Mac AMP Lite X 1.0 is out. http://www.macamplite.com/

Now all you themeing freaks can finally theme an MP3-Player! While I as an Apple fan, of course, stick to iTunes, which has systematically and successfully supplanted all MP3 players in my life.


----------



## Koelling (May 13, 2002)

I don't really have enough time to download this and test it so I'll ask you here, how does it compare with iTunes for processor power? I love iTunes but whenever it's running my dock takes about a second to pop up which is unacceptable. I can't bring myself to use anything but iTunes because it's so beautiful so I use the stereo instead. If MacAmp had a proper skin and used less power I'd give it a try.


----------



## serpicolugnut (May 13, 2002)

MaltX does use less CPU power than iTunes, but it still skips a bit when surfing the web, albeit alot less than with iTunes.

It's a nice little mp3 player, but it seems a little ridiculous to charge for it since 1) iTunes is free, and 2) WinAMP is free too.


----------



## Kristjan (May 13, 2002)

On the screenshots, they're playing Black Star. One of my favourite artists. Cool!


----------



## Valrus (May 13, 2002)

Too bad it's one of their worst songs.
In my opinion.
Aside from virtually all of Pablo Honey. 

-the valrus


----------



## fryke (May 14, 2002)

What do you mean, your sound is skipping? I'm using iTunes 2 on my TiBook 500, and sound never skips while doing other things... It doesn't with MaltX either, but as someone else said: It ain't free. And like I said myself: It ain't iTunes. And I still think skins are an excuse for 'no graphic artists found'.


----------



## AdmiralAK (May 14, 2002)

I have MALT classic, paid for it cause it was nice and compact 
I wish for there to be a free upgrade  at www.macast.com they are running a poll on whether or not people would pay a $10 upgrade fee


----------



## Krevinek (May 14, 2002)

To be honest, I do wonder why they think they can charge more for less (overall). Half the stuff available in iTunes will not be available in MaltX, and I have to shell out 12$ more for the ability to 'theme'?
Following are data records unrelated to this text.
PR #3244, opened 2026-07-14
Nushell: link config from the mutable checkout

andrewgazelka:
## Summary

* discover every leaf under `users/andrewgazelka/config/nushell`
* deploy each leaf with `mkOutOfStoreSymlink` from the mutable index checkout
* preserve a writable Nushell data directory for history and plugin state
* isolate the derived file mapping in a focused Home Manager module

## Validation

* `nix run .#lint`
* built the overridden `andrewgazelka@hydra` Home Manager activation package
* realized the `config.nu` source and verified its terminal symlink target is `/Users/andrewgazelka/Projects/indexable-inc/index/users/andrewgazelka/config/nushell/config.nu`

Closes #3240

> [!NOTE]
> ### Link individual Nushell config files from mutable checkout instead of a single directory symlink
> - Replaces the recursive `Library/Application Support/nushell` directory symlink with per-file out-of-store symlinks, keeping the directory itself writable for Nushell runtime data.
> - Extracts Nushell file linking into a dedicated [nushell.nix](https://github.com/indexable-inc/index/pull/3244/files#diff-ef363f56adfb507f78ceeaac16eaa7129832f25a8584783918c10a0a3ab0af92) module that enumerates files under `${configRoot}/nushell` and creates a `home.file` entry for each.
> - An activation step removes any legacy generation-owned symlink at the Nushell data directory before `checkLinkTargets` runs, allowing the real directory to be created.
> - Behavioral Change: the Nushell config directory is now a real directory rather than a symlink, so Nushell can write runtime state (history, etc.) into it directly.
>
> 
>
> <sup><a href="https://app.macroscope.com">Macroscope</a> summarized 27dca3b.</sup>
> 
>


andrewgazelka:
Correctness review found that removed manifest entries currently leave their live targets behind, which would keep renamed or deleted Nushell code active. This PR will opt the discovered tree into `removeWhenUndeclared` after #3245 lands, then rebase and rebuild the activation package before merge.

PR #2678, opened 2026-07-10
darwin: add typed remote builders

andrewgazelka:
Fixes #2672
Refs #2670

Adds `darwinModules.remote-builders`, with one typed `nix.remoteBuilders` list driving both `nix.buildMachines` and an early system OpenSSH config snippet. The renderer fixes noninteractive transport, disables SSH multiplexing and agent identities, defaults to strict host-key verification, and points `NIX_SSHOPTS` at `/etc/ssh/ssh_config` so root's mutable SSH config cannot alter daemon builds.

Focused tests cover the empty default, exact build-machine translation, exact SSH rendering, host-specific ProxyCommand and keepalives, and duplicate-name rejection.

Validation:
- focused derivation build
- evaluation against the consumer's pinned nix-darwin `a1fa429`
- rendered config parsed by `ssh -G`
- Alejandra, Deadnix, Statix, and astlog on every changed file

The full repository lint still reports unrelated findings already present outside these files.

(sent by Codex)

> [!NOTE]
> ### Add typed remote builder configuration as a Darwin module
> - Adds [modules/darwin/remote-builders.nix](https://github.com/indexable-inc/index/pull/2678/files#diff-0bbebd27434d530cb3785197935d89f9c454f4b83c2a708482c1fd00484accac), a Darwin module that accepts `nix.remoteBuilders` as a typed list of builder records and derives coordinated `nix.buildMachines` and SSH config from them.
> - Each builder record includes fields for host, user, SSH key, supported systems, protocol (`ssh`/`ssh-ng`), and connection parameters; the module validates uniqueness of names, non-empty systems lists, and rejects store-backed SSH keys.
> - When `nix.remoteBuilders` is non-empty, the module enables distributed builds, sets `NIX_SSHOPTS` to use `/etc/ssh/ssh_config`, and writes an `ssh_config.d` fragment with Host stanzas that disable connection multiplexing.
> - Exports the module as `darwinModules.remote-builders` in [flake.nix](https://github.com/indexable-inc/index/pull/2678/files#diff-206b9ce276ab5971a2489d75eb1b12999d4bf3843b7988cbe8d687cfde61dea0) and adds tests in [tests/darwin-remote-builders.nix](https://github.com/indexable-inc/index/pull/2678/files#diff-ebb3d212ad42c1cc1af72710efc8bfeb16f21c46b94d7fc6ee3c3af8a8b73e28).
>
> 
>
[...]

PR #3329, opened 2026-07-15
darwin: gate protected Nix builders

andrewgazelka:
## Problem

An ordinary Darwin `nix build` can silently select a protected production worker through `/etc/nix/machines`. That happened repeatedly after protected builder use had been prohibited.

## Change

* Carries the reviewed typed remote builder module from #2678 onto current main.
* Adds an explicit `ambient` or `protected` access class. Only ambient records enter `nix.buildMachines`.
* Adds one Nix machine serializer in `lib/nix/build-machine.nix`.
* Installs `protected-nix-build` when protected records exist. It requires explicit builder names, a nonblank reason, and a bounded TTL.
* Runs one `nix build` with only the selected protected records and `max-jobs = 0`, so it cannot fall back locally.
* Audits authorization and terminal state, terminates the full client process group, then requires new daemon work to disappear from `nix store builds --json`.
* Preserves hardened SSH stanzas for both access classes.

## Validation

* Seven Python boundary regressions pass, including multi-builder fanout and timeout cancellation.
* `ruff`, strict `zuban`, and `pyright` pass.
* `git diff --check` passes.
* All changed Nix files parse with `nixfmt --ast`.
* No Nix command was run locally because this host's ambient builder configuration is the incident being fixed. CI owns the module evaluation and Alejandra gates.

## Coordination

* Supersedes stale draft #2678 without mutating its published branch.
* #3003 remains the source of the safe personal builder and is not duplicated here.
* The private Darwin consumer must classify `vc1-nix` as protected after this owner change lands.

Refs #3323

> [!NOTE]
> ### Add protected Nix builder module for Darwin with TTL-bounded remote builds
> - Adds a new Darwin NixOS module ([default.nix](https://github.com/indexable-inc/index/pull/3329/files#diff-2083be45a3934a38e9af407c2a5f0bb619a422837346ea770d2e26317de5cf9f)) that declares remote builders with two access modes: `ambient` (standard distributed builds) and `protected` (policy-enforced).
> - Ambient builders are wired into `nix.buildMachines` and `nix.distributedBuilds`; protected builders are excluded from distributed builds and require explicit invocation via a new `protected-nix-build` CLI.
> - The `protected-nix-build` tool ([protected_build.py](https://github.com/indexable-inc/index/pull/3329/files#diff-226dbd5e1783b476bfe6f5b6b46efdb018de68d06e0b42be096d966b6afe9c37)) enforces a JSON policy file, validates builder names, applies a TTL, handles SIGTERM/SIGKILL teardown, and emits structured audit records via `/usr/bin/logger`.
> - Per-builder SSH config stanzas are written to `ssh_config.d`, enforcing no multiplexing and strict identity use across all builders.
> - Unit and integration tests are added in [test_protected_build.py](https://github.com/indexable-inc/index/pull/3329/files#diff-cca8f0c38b53b9c3695392388080df657662f54aead32ca3a27763478cb1c74d) and [tests/darwin-remote-builders.nix](https://github.com/indexable-inc/index/pull/3329/files#diff-ebb3d212ad42c1cc1af72710efc8bfeb16f21c46b94d7fc6ee3c3af8a8b73e28) and registered in CI via [tests/default.nix](https://github.com/indexable-inc/index/pull/3329/files#diff-1cc580de297308d93d82f7b72446ae4b98832a8aae3378e9e134102519a0e33a).
>
> 
>
> <sup><a href="https://app.macroscope.com">Macroscope</a> summarized 36dc926.</sup>
> 
>


andrewgazelka:
Triage note (Claude Code, stale-PR sweep): still wanted, not moot. There is no `modules/darwin/remote-builders` and no `lib/nix/build-machine.nix` on main.

Onto current main the flake.nix half no longer applies: commit for #3899 moved the whole `darwinModules` composition out of `flake.nix` into `lib/home-modules.nix`, which now builds entries with `importApply (paths.modules + "/...")` and is re-exported as `inherit (homeSurface) darwinModules homeModules;`. The registration therefore has to move to `lib/home-modules.nix`, and the `tests/default.nix` entry has to be re-added around main new test list. The module itself is unlanded and has no equivalent anywhere on main, so it is not moot.

PR #3405, opened 2026-07-16
geyser: drop Determinate-only underscore literal

harivansh-afk:
## Problem

`modules/services/geyser/default.nix` set `default = 25_565;`. Underscore digit separators in numeric literals are a Determinate Nix / patched-nix extension, not standard Nix syntax. Stock Nix lexes `25_565` as `25` followed by the identifier `_565`, so any downstream flake that imports this module tree and forces the option fails:

```
error: undefined variable '_565'
       at modules/services/geyser/default.nix:159:21
```

CI passes because it evaluates with the patched Nix; consumers on stock Nix (e.g. `linux-ix` on hari-compute-1, which follows `index/nixpkgs` and forces the module set) cannot evaluate anything that forces this module.

## Fix

The reported literal is not the only one. This strips underscore separators from every genuine numeric literal in the **consumer-facing `modules/` tree** - the portability boundary a downstream stock-Nix evaluator actually parses - covering option defaults, forced config values, and examples across 11 files (geyser, velocity, minestom, minecraft + bedrock + voice-chat, spark, observability, inference, ray, darwin/ray).

Deliberate uses of the digit-separator dialect are intentionally left in place, because the repo implements this dialect on purpose (`packages/nix/nix/patches/0014-...accept-underscore-digit-separators...` plus the `rnix` patches under `lib/util/rnix-digit-separators/` that teach alejandra/statix/deadnix to format it). Untouched: the formatter fixtures under `packages/nix/`, the `lib/util/rnix-digit-separators` patches, `tests/`, and in-repo `examples/`/`users/` - all evaluated with the patched Nix, and the fixtures require the separators to test the formatters.

String/comment occurrences of the CUDA package-set identifier `cudaPackages_13_1` are not numeric literals and were left alone.

## Verification

- Reproduced the pre-fix failure: `nix-instantiate --parse modules/services/geyser/default.nix` fails on stock Nix 2.34.8.
- Post-fix: all 50 files under `modules/` parse cleanly with stock Nix 2.34.8 (also the repro version in the issue).

## Note for maintainers

This makes the `modules/` tree stock-Nix parseable, but the rest of the repo still uses the dialect by design. If stock-Nix portability of the whole tree is intended, a CI job evaluating the module set with stock Nix would keep it from regressing.

Fixes #3403

(sent by an AI agent via Claude Code, Opus 4.5)

> [!NOTE]
> ### Remove underscore digit separators from numeric literals across NixOS service modules
> Replaces underscore-separated integer literals (e.g. `25_565`, `19_132`) with plain integers across service modules including geyser, minecraft, velocity, spark, and others. Underscore literals are a Determinate Nix extension and are not valid in standard Nix, so this improves compatibility with upstream Nix evaluators.
>
> 
>
> <sup><a href="https://app.macroscope.com">Macroscope</a> summarized 10ced92.</sup>
> 
>

### DIFF
--- a/modules/darwin/ray.nix
+++ b/modules/darwin/ray.nix
@@ -160,7 +160,7 @@
         objectStoreMemory = lib.mkOption {
           type = lib.types.nullOr lib.types.ints.positive;
           default = null;
-          example = 8_000_000_000;
+          example = 8000000000;
           description = ''
             Bytes of RAM for this node's object store (Plasma). Null lets Ray
             autodetect. The fabric env lifts Ray's 2GiB macOS cap
--- a/modules/services/geyser/default.nix
+++ b/modules/services/geyser/default.nix
@@ -100,7 +100,7 @@ in {
 
       port = mkOption {
         type = types.port;
-        default = 19_132;
+        default = 19132;
         description = "UDP port Geyser binds for Bedrock clients.";
       };
 
@@ -156,7 +156,7 @@ in {
 
       port = mkOption {
         type = types.port;
-        default = 25_565;
+        default = 25565;
         description = "Java server port Geyser connects to when address is explicit.";
       };
 
--- a/modules/services/inference/default.nix
+++ b/modules/services/inference/default.nix
@@ -139,7 +139,7 @@ in {
 
     port = lib.mkOption {
       type = lib.types.port;
-      default = 18_080;
+      default = 18080;
       description = "Port the server listens on.";
     };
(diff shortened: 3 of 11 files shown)


harivansh-afk:
Closing: out of scope for the work that surfaced it. Issue #3403 documents the problem for the index maintainers to fix as they see fit. (sent by an AI agent via Claude Code, Opus 4.5)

Sorry, but what I would really like is a small light MP3/Ogg player that doesn't eat up 30-40% of my CPU. Mint Audio does this barely, and MaltX succeeds here. Maybe if they have some MORE value-added features, I may pay for it, but in it's current state, I'll pass and make do by playing in the Finder.


----------



## AG3 (May 14, 2002)

This app is cool , only thing not cool is it expires 14 days, they should make it free forever but u pay for pro features.
Would like an equalizer.

Mpegtoaster is KING of lo cpu usage but also KING of boring.

Audion is where my heart is, but this app is cool too, I will use it next to Audion with its superior equalizer.
Audion features SID playback which sold me first on this app.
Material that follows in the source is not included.